Material supplied:
PR #1221, opened 2026-07-30
baa7748e - Split the financial log entry type by response mode

TaprootFreak:
Frontend counterpart to DFXswiss/api#4519, which is why that PR exists at all: the Financial
Overview screen is open around the clock and reloads its three-day window every minute.

## What changed on the API side

`GET /dashboard/financial/log?byType=false` now returns only `timestamp`, `totalBalanceChf` and
`btcPriceChf` per entry. The remaining fields are omitted in that mode — deriving them means
parsing a ~43 kB JSON document per data point, and the chart does not use them. The full mode
(`byType` omitted or `true`) is unchanged.

## Why this PR

Nothing is broken at runtime today. The overview screen hands its entries to
`TotalBalanceLongChart`, which reads exactly the three fields the chart mode returns; the
`plusBalanceChf`/`minusBalanceChf` values on that screen come from `getLatestBalance()`, a
different endpoint.

The problem is the type. `FinancialLogEntry` declared the omitted fields as guaranteed `number`,
so it promised something the chart mode does not deliver. Reaching for `entry.plusBalanceChf` on
the overview screen would compile cleanly and yield `undefined`.

## The change

The type is split rather than widened:

- `FinancialLogChartEntry` — the three fields the chart mode returns.
- `FinancialLogEntry extends FinancialLogChartEntry` — adds the full-mode fields.

Making the fields optional instead would have pushed the problem into the history screen, which
legitimately relies on them being present.

The mode is now chosen by which hook function you call — `getFinancialLogChart()` versus
`getFinancialLog()` — instead of by a boolean argument whose value the return type ignored. A
caller can no longer request one shape and be typed as the other.

The history screen and its components (`total-balance-short-chart`, `balance-by-type-area-chart`,
`financial-log-table`) keep using `FinancialLogEntry` and are untouched, because the split is
additive to the existing full-mode type.

## Verification

Type errors in `.tsx` files surface in the build rather than in lint, so `npm run build:dev` is
the gate that matters here. Result will be posted below.

### DIFF
--- a/src/components/dashboard/total-balance-long-chart.tsx
+++ b/src/components/dashboard/total-balance-long-chart.tsx
@@ -1,11 +1,11 @@
 import { ApexOptions } from 'apexcharts';
 import { useMemo } from 'react';
 import Chart from 'react-apexcharts';
-import { FinancialLogEntry } from 'src/dto/dashboard.dto';
+import { FinancialLogChartEntry } from 'src/dto/dashboard.dto';
 import { TimeRange } from 'src/util/chart';
 
 interface TotalBalanceLongChartProps {
-  entries: FinancialLogEntry[];
+  entries: FinancialLogChartEntry[];
   timeRange?: TimeRange;
   dark?: boolean;
 }
--- a/src/dto/dashboard.dto.ts
+++ b/src/dto/dashboard.dto.ts
@@ -1,9 +1,14 @@
-export interface FinancialLogEntry {
+/** Chart mode: GET /dashboard/financial/log?byType=false — only these three fields are present. */
+export interface FinancialLogChartEntry {
   timestamp: string;
   totalBalanceChf: number;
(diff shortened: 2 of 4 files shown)


TaprootFreak:
Verified against the full pipeline gates: lint and `build:dev` both pass. The build is what matters
here, since type errors in `.tsx` files surface there rather than in lint.

Scope check on the two callers of the endpoint: the overview screen reads only the three fields the
chart mode returns, and the history screen uses the full mode unchanged. So this changes no runtime
behaviour — it makes the types say what the API actually delivers.

One note for reviewers: `total-balance-long-chart.tsx` is flagged by Prettier, but it already is on
`develop`. Reformatting it here would have buried a four-line type change in an unrelated diff.

The review pass over this branch is still running. Anything it turns up will be handled in a
follow-up PR rather than held against this one.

Problem requirements:
Your reply should consist of all the records, set down exactly.

Output of the exercise:
PR #1221, opened 2026-07-30
baa7748e - Split the financial log entry type by response mode

TaprootFreak:
Frontend counterpart to DFXswiss/api#4519, which is why that PR exists at all: the Financial
Overview screen is open around the clock and reloads its three-day window every minute.

## What changed on the API side

`GET /dashboard/financial/log?byType=false` now returns only `timestamp`, `totalBalanceChf` and
`btcPriceChf` per entry. The remaining fields are omitted in that mode — deriving them means
parsing a ~43 kB JSON document per data point, and the chart does not use them. The full mode
(`byType` omitted or `true`) is unchanged.

## Why this PR

Nothing is broken at runtime today. The overview screen hands its entries to
`TotalBalanceLongChart`, which reads exactly the three fields the chart mode returns; the
`plusBalanceChf`/`minusBalanceChf` values on that screen come from `getLatestBalance()`, a
different endpoint.

The problem is the type. `FinancialLogEntry` declared the omitted fields as guaranteed `number`,
so it promised something the chart mode does not deliver. Reaching for `entry.plusBalanceChf` on
the overview screen would compile cleanly and yield `undefined`.

## The change

The type is split rather than widened:

- `FinancialLogChartEntry` — the three fields the chart mode returns.
- `FinancialLogEntry extends FinancialLogChartEntry` — adds the full-mode fields.

Making the fields optional instead would have pushed the problem into the history screen, which
legitimately relies on them being present.

The mode is now chosen by which hook function you call — `getFinancialLogChart()` versus
`getFinancialLog()` — instead of by a boolean argument whose value the return type ignored. A
caller can no longer request one shape and be typed as the other.

The history screen and its components (`total-balance-short-chart`, `balance-by-type-area-chart`,
`financial-log-table`) keep using `FinancialLogEntry` and are untouched, because the split is
additive to the existing full-mode type.

## Verification

Type errors in `.tsx` files surface in the build rather than in lint, so `npm run build:dev` is
the gate that matters here. Result will be posted below.

### DIFF
--- a/src/components/dashboard/total-balance-long-chart.tsx
+++ b/src/components/dashboard/total-balance-long-chart.tsx
@@ -1,11 +1,11 @@
 import { ApexOptions } from 'apexcharts';
 import { useMemo } from 'react';
 import Chart from 'react-apexcharts';
-import { FinancialLogEntry } from 'src/dto/dashboard.dto';
+import { FinancialLogChartEntry } from 'src/dto/dashboard.dto';
 import { TimeRange } from 'src/util/chart';
 
 interface TotalBalanceLongChartProps {
-  entries: FinancialLogEntry[];
+  entries: FinancialLogChartEntry[];
   timeRange?: TimeRange;
   dark?: boolean;
 }
--- a/src/dto/dashboard.dto.ts
+++ b/src/dto/dashboard.dto.ts
@@ -1,9 +1,14 @@
-export interface FinancialLogEntry {
+/** Chart mode: GET /dashboard/financial/log?byType=false — only these three fields are present. */
+export interface FinancialLogChartEntry {
   timestamp: string;
   totalBalanceChf: number;
(diff shortened: 2 of 4 files shown)


TaprootFreak:
Verified against the full pipeline gates: lint and `build:dev` both pass. The build is what matters
here, since type errors in `.tsx` files surface there rather than in lint.

Scope check on the two callers of the endpoint: the overview screen reads only the three fields the
chart mode returns, and the history screen uses the full mode unchanged. So this changes no runtime
behaviour — it makes the types say what the API actually delivers.

One note for reviewers: `total-balance-long-chart.tsx` is flagged by Prettier, but it already is on
`develop`. Reformatting it here would have buried a four-line type change in an unrelated diff.

The review pass over this branch is still running. Anything it turns up will be handled in a
follow-up PR rather than held against this one.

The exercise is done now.